The general equation describing fluid dynamics of this nature is the Hagen-Poiseuille (HP) equation:
dP = 8uLQ/(pi * R^4)
where dP is the pressure difference over the length of the system L, u is the dynamic viscosity (intrinsic to the oil), Q is the volumetric flow rate, and R is the pipe radius.
All injectors require sufficient volume (Q) and pressure (P) of oil to operate. Generally, larger injectors require more volume (Q) than smaller injectors. As can be seen by the HP equation, providing more volume (Q) to the injectors requires EITHER larger dP, smaller L, or larger R.
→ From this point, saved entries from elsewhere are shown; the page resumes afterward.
PR #256, opened 2022-03-04
Add e2e tests for the "rating" functionality

pedily:
This PR adds automatic tests for the "rating" functionality.
Since we're handling raw socket events outside of `RECEIVE_MESSAGE` for that, I modified the `messageHandler.ts` code to expose a `createOutputHandler` function and expose an instance of that via `webchat._handleOutput`.

As this is an "internal" API, we won't document it.

The `cy.receiveMessage` method now uses `webchat._handleOutput` instead of `webchat.store.dispatch(/* RECEIVE_MESSAGE EVENT PAYLOAD */);

I wasn't able to find an issue with the "rating" functionality (which was the original goal to fix in this PR).

### DIFF
--- a/cypress/integration/rating.spec.ts
+++ b/cypress/integration/rating.spec.ts
@@ -1,0 +1,214 @@
+describe("Rating", () => {
+    beforeEach(() => {
+        cy.visitWebchat();
+    })
+
+    it("header button shouldn't show up by default", () => {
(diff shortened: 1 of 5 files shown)


EgleHelms:
Works well for me. Both the functionality of Rating and the spec file is working as expected.

cbuchwald (approved):

PR #260, opened 2022-03-28
Feature/21501 date picker a11y fixes

sushmi21:
This PR fixes accessibility issues of a date picker (without time picker).

Success criteria:
- Navigating the date picker using 'Tab' and 'shift + tab' should trap the focus within the date-picker
- Using Left/ Right arrows should move focus to previous/ next day.
- Using Up/ Down arrows should move focus to the same day of previous/ next week.
- Using Control + Left/ Right arrows should change the grid of dates to previous/ next month.
- Using Control + Up/ Down arrows should change the grid of dates to previous/ next year.
- Should be able to close the date picker using Escape key press
- Check if Screen reader reads the label and description of date picker when you open the picker (Chrome-Vox might not read the aria-describedby value sometimes)
- Check if you are able to submit your selection
- Selecting single, multiple and range using keyboard should be possible

How to test:
- Use keyboard and Screen reader to test the above mentioned success criteria


sushmi21:
> In IE11, I was not able to select a date prior to the "5th of april" using the keyboard even though dates from the "1st of april" should have been available.
- I will check this now.

> Using the "up" and "down" arrow keys caused a diagonal focus change instead of a vertical one in IE11.
- Yes, I noticed that too. The library is handling the arrow key navigation. 

> I can only start moving using arrow keys if I move horizontally first (tested in Firefox and IE11). Is that intended?
- Yes, This is one of the limitations. We can investigate this in a follow-up

PR #270, opened 2022-05-11
Add button count in group for screen reader

sushmi21:
This PR adds to position of a button in a group of buttons to help screen reader users.

Success Criteria:
- In addition to the total number of buttons, the screen reader should also announce the position of the button.
Example: If a quick reply has three buttons, focusing on the second button should read '_Item 2 of 3 : <BUTTON_LABEL> button_'
- Links that open in a new tab should still have an aria-label that includes 'Opens in a new tab' 

How to test: 
- You can use this endpoint to test this PR: https://endpoint-dev-v4.cognigy.ai/39d8ff845d0469d85be1c6d9b01cb435803cfede1b7dfb782e74f9343ec27fc7 
- Navigate the webacht using keyboard and screen reader and see if the success criteria is satisfied

### DIFF
--- a/cypress/integration/messages/buttons.spec.ts
+++ b/cypress/integration/messages/buttons.spec.ts
@@ -53,4 +53,14 @@ describe("Message with Buttons", () => {
             
         });
     })
+
+    it("buttons in group should have 'aria-label' attribute with button position and name", () => {
+        cy.withMessageFixture('buttons', () => {
+            cy.wrap([1,2,3,4]).each(number => {
+                cy.contains(`foobar005b${number}`)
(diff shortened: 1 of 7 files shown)


pedily:
@sushmi21 to avoid regressions, I'd suggest adding tests here. You can load message fixtures and then expect them to have the "x out of y" aria-labels and identifiers.

sushmi21:
> @sushmi21 to avoid regressions, I'd suggest adding tests here. You can load message fixtures and then expect them to have the "x out of y" aria-labels and identifiers.

Fixed

pedily (approved):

The pump provides the dP, which drives the volumetric rate (Q), and in practice is the single easiest way to provide more volume of oil, which is why many people opt for aftermarket HPOPs.
While the pump is the easiest thing to replace, the most EFFECTIVE way to increase volumetric flow rate (Q) at a constant supplied pressure (dP) is to INCREASE the radius (R) of the pipes supplying the oil. See that in the HP equation the radius (R) is raised to the 4th power! Small differences here will net drastic differences in the flow characteristics.
In the 7.3l oil supply system the oil log actually represents a larger radius pipe supplying oil to the injectors. In this region of the system the oil will flow the most efficiently and require the least pressure (dP) to move the same amount of volume (Q). Reducing the radius here will not help provide more oil to the injectors, it will further restrict the system.
Reducing that volume will speed up the time it takes to FILL the log with oil, ie. after a complete oil change, but will not provide more oil to the injectors given that the system is already full.
Going with the garden hose and fire hose analogy the question isn't about the volume of the hoses (oil log) but the restriction at the end (injectors). If both hoses have the same size nozzle restriction the larger hose will supply more volume. The only difference will be the time for them both to reach steady state, ie. fill up the hose.
I dont know if this equation is being explained exactly right.
This Hagen-Poiseuille equation is for a constant pipe size diameter. In this case the pipe sizes are changing in the same system.
Also its meant for a constant velocity which in the case of a heui system that is ever changing.
If you increase the radius of the pipe it makes for a larger area. A larger area means more volume. More volume means you need more pump to make up the difference.
If you decrease the total volume needed then you need less pump to meet demand.
Ask youself this if you fill a gallon jug and a 5 gallon bucket which will take longer if the flow rate filling both is the same.
If you incease volume of a given system you need more flow rate to fill it. You can either increase pressure to fill faster or decrease the volume of the system. Thats what these new oil rails do, they decrease the volume of the system needing less pump to meet the demand of the given injector.
If this didnt work the adrenaline wouldnt be able to keep up with the demand of the injectors.
Who knows of a truck that is running 400/300 with a single adrenaline?
This was copied from dieselsite's web page
OUR ADRENALINE PUMP IS DESIGNED FOR USE WITH THE FOLLOWING INJECTOR SIZES:
AA Code Single Shot -94-97 7.3L - stock to 200cc
AB Code Split Shot - Early 99 and California 97 7.3L - stock to 175cc
AD Code Split shot - 99.5-2003 7.3L - stock to 175cc
AC Code Single Shot - T444E and 7.3L aftermarket - stock to 200cc
AD Hybrids - 7.3L aftermarket - up to 285cc
Even dieselsite explains that the pump cant keep up with hybrid injectors larger than 285cc. If the pump supprted more volume they would know.
Also FFD is a great company and wouldn't put their rep on the line to make a little extra dough. These are cheap compared to a pump needed to support high demand systems.